Rede zur Änderung des Filmfördergesetzes am 26.03.2021

Herr Präsident! Meine Damen und Herren!

Der Filmbranche geht es schlecht. Seit Monaten lebt sie in Ungewissheit und im Wechselbad der Gefühle – zwischen
Hoffnung auf Filmstarts in wiedergeöffneten Kinos und Enttäuschung über die Verlängerung der Beschränkungen
und ausbleibende Coronahilfen, und das, obwohl sie gute Hygienekonzepte entwickelt und in Filteranlagen investiert hat. Meine Anerkennung gilt daher der gesamten Branche für ihr Durchhaltevermögen.


(Beifall beim BÜNDNIS 90/DIE GRÜNEN und bei der LINKEN sowie bei Abgeordneten der SPD)


Aber es wäre zu einfach, alles auf die Pandemie zu schieben.
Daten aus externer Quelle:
PR #35481, opened 2023-05-08
GH-35482: [Go] Append nulls to values in `array.FixedSizeListBuilder.AppendNull`

### LINKED ISSUE #35482: Don't require manually appending nulls to values in `array.FixedSizeListBuilder.AppendNull`

Currently there's a gotcha to use `array.FixedSizeListBuilder.AppendNull`: you have to manually append null values to the underlying list.

This differs from `array.FixedSizeListBuilder.AppendEmptyValue` that handles it by itself.

### Component(s)

Go

candiduslynx:
### Rationale for this change

Currently there's a gotcha to use `array.FixedSizeListBuilder.AppendNull`: you have to manually append null values to the underlying list.

This changes this behavior to match the one of `array.FixedSizeListBuilder.AppendEmptyValue` that handles it by itself.

Add `AppendNull` call to the values builder in `array.FixedSizeListBuilder.AppendNull`.

### Are these changes tested?

Yes, the `Example_fixedSizeListArray` was modified to express the changed behavior.

Added `AppendNull` call to the values builder in `array.FixedSizeListBuilder.AppendNull`.
Previously, manually adding these calls was required.
After this change a simple `array.FixedSizeListBuilder.AppendNull` is enough to maintain the correct indices.

* Closes: #35482

### DIFF
--- a/go/arrow/array/fixed_size_list.go
+++ b/go/arrow/array/fixed_size_list.go
@@ -207,6 +207,9 @@ func (b *FixedSizeListBuilder) Append(v bool) {
 func (b *FixedSizeListBuilder) AppendNull() {
 	b.Reserve(1)
 	b.unsafeAppendBoolToBitmap(false)
+	for i := int32(0); i < b.n; i++ {
+		b.values.AppendNull()
+	}
 }
 
 func (b *FixedSizeListBuilder) AppendEmptyValue() {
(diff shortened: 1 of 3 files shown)


go/arrow/array/fixed_size_list.go
```diff
@@ -207,6 +207,9 @@ func (b *FixedSizeListBuilder) Append(v bool) {
 func (b *FixedSizeListBuilder) AppendNull() {
```
zeroshade, line 207: Can you just add a docstring comment here that mentions this will add the null values to the underlying value builder? Since this is a breaking change i want to make sure the documentation updates accordingly to ensure people can understand why their code broke. (if they don't read the changelog when v13 gets released haha).

zeroshade (approved):
Just one request for a clarified docstring. otherwise this is good.

Issue #15032, opened 2022-12-19
pyarrow won't cast date32 to date64


Thomas-Hirsch:
### Describe the bug, including details regarding any error messages, version, and platform.

I'm trying to build a tool to confirm that a given parquet file conforms to an expected schema with [our metadata format](https://github.com/moj-analytical-services/mojap-metadata). There appears to be a bug with how pyarrow converts dates, however.

<details>
<summary>I have a dummy dataset, called test.csv (expand to view)</summary>

|my_int|animal |my_email                 |my_datetime        |my_date   |
|------|-------|-------------------------|-------------------|----------|
|16    |NA     |omar65@waller.info       |2013-01-14 15:54:20|1993-09-27|
|13    |cat    |nataliechavez@hotmail.com|2006-12-16 01:44:21|1989-04-08|
|13    |dog    |stephanie12@leblanc.com  |1972-06-19 11:22:59|2006-10-01|
|18    |NA     |cameronscott@bradshaw.com|2009-07-11 00:45:28|1992-07-24|
|10    |fish   |rossrebecca@gould.net    |1970-09-11 22:26:13|2011-11-30|
|13    |cat    |escobarryan@gmail.com    |2018-09-18 16:18:37|1979-01-22|
|16    |dog    |shelly51@mitchell.com    |2002-08-26 10:25:03|1981-03-27|
|11    |dog    |kwilliams@hotmail.com    |1989-02-26 16:33:37|2012-06-19|
|19    |chicken|lisacharles@kennedy.com  |1974-07-25 04:41:22|2003-11-06|
|11    |chicken|olsonchelsea@gray.org    |1992-04-03 09:47:30|1972-07-06|
</details>

I have a user-generated schema that resolves to this:
```
my_int: int64
animal: string
my_email: string
my_datetime: timestamp[s]
my_date: date64[ms]
```

However, the last column seems to be read by pyarrow as `date32[day]`, and won't cast otherwise:
```python
import pyarrow as pa
import pyarrow.parquet as pq

table = pa.csv.read_csv("test.csv")
table.cast(my_custom_schema)
pq.write_table(table, "test.parquet")
table_arrow_schema = pq.read_schema("tests/data/parquet_validator/table1.parquet")
table_arrow_schema
```
gives
```
my_int: int64
animal: string
my_email: string
my_datetime: timestamp[ms]
my_date: date32[day]
```

### Component(s)

Parquet, Python

wjones127:
[...]

PR #35494, opened 2023-05-08
Fix underlying type for DATE64

sam-lunt:
When converting a column of type DATE64 to parquet, the underlying type is INT32 instead of INT64. This updates the type to be the correct width.

### DIFF
--- a/cpp/src/parquet/arrow/schema.cc
+++ b/cpp/src/parquet/arrow/schema.cc
@@ -372,7 +372,7 @@ Status FieldToNode(const std::string& name, const std::shared_ptr<Field>& field,
       logical_type = LogicalType::Date();
       break;
     case ArrowTypeId::DATE64:
-      type = ParquetType::INT32;
+      type = ParquetType::INT64;
       logical_type = LogicalType::Date();
       break;
     case ArrowTypeId::TIMESTAMP:


wjones127:
I don't think this is quite right. There isn't a 1-1 correspondence between Arrow's physical types and Parquet's physical types. Parquet always stores dates as int32: https://github.com/apache/parquet-format/blob/master/LogicalTypes.md#date. We map to Arrow's Date64 if that's what the original Arrow type was.

sam-lunt:
I see that the unit tests failed, so I'd be inclined to agree that this change isn't quite right, haha.

That said, I do think there is an issue with the current implementation, since `date64` doesn't survive a round trip from Arrow to Parquet and back:
``` py
import datetime
import sys
import pandas as pd
import pyarrow as pa
import pyarrow.parquet as paq

print(f"{sys.version=}")
print(f"{pa.__version__=}")
print()

schema = pa.schema(
    [
        ("date32", pa.date32()),
        ("date64", pa.date64()),
    ]
)

print("schema:", schema, "", sep="\n")

df = pd.DataFrame(
    {
        "date32": datetime.date(2020, 3, 15),
        "date64": datetime.date(2020, 3, 15),
    },
    index=pd.RangeIndex(1),
)

rb = pa.RecordBatch.from_pandas(df, schema=schema)
print("rb.schema:", rb.schema, "", sep="\n")

w = paq.ParquetWriter("test.parquet", version="2.6", schema=schema)
w.write(rb)
w.close()

f = paq.ParquetFile("test.parquet")
t = f.read()
print("t.schema:", t.schema, sep="\n")
```

On my machine (running x86_64 Linux), I see the following output:
```
sys.version='3.11.3 (main, Apr  5 2023, 15:52:25) [GCC 12.2.1 20230201]'
pa.__version__='10.0.1'

schema:
date32: date32[day]
date64: date64[ms]

rb.schema:
date32: date32[day]
date64: date64[ms]
-- schema metadata --
pandas: '{"index_columns": [], "column_indexes": [{"name": null, "field_n' + 412

t.schema:
date32: date32[day]
date64: date32[day]
```

wjones127:
> That said, I do think there is an issue with the current implementation, since date64 doesn't survive a round trip from Arrow to Parquet and back:

Ah that makes sense. I think this is related to https://github.com/apache/arrow/issues/15032

We should probably improve it so that all types roundtrip.

I'm closing this PR, but if you are interested in making a PR to make more types round trip I would review it.

PR #35496, opened 2023-05-08
GH-33856: [C#] Implement C Data Interface for C#

### LINKED ISSUE #33856: [C#] Implement C Data Interface for C#

### LINKED ISSUE #33857: [C#] Implement C Stream Interface in C#

Follow up to #33856.

### Component(s)

C#

CurtHagenlocher:
### Rationale for this change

Wir diskutieren heute über Änderungen der
Filmförderung, allerdings coronabedingt in homöopathischer Dosis. Dabei war schon die letzte FFG-Novelle
ziemlich unmutig.

Die Förderung dient laut § 1 der kreativ-künstlerischen Qualität des deutschen Films als Voraussetzung für seinen Erfolg im In- und Ausland. Dann folgen 171 Paragrafen, die diese Idee eher konterkarieren. Wir brauchen
daher kein Reförmchen; wir brauchen eine echte Reform.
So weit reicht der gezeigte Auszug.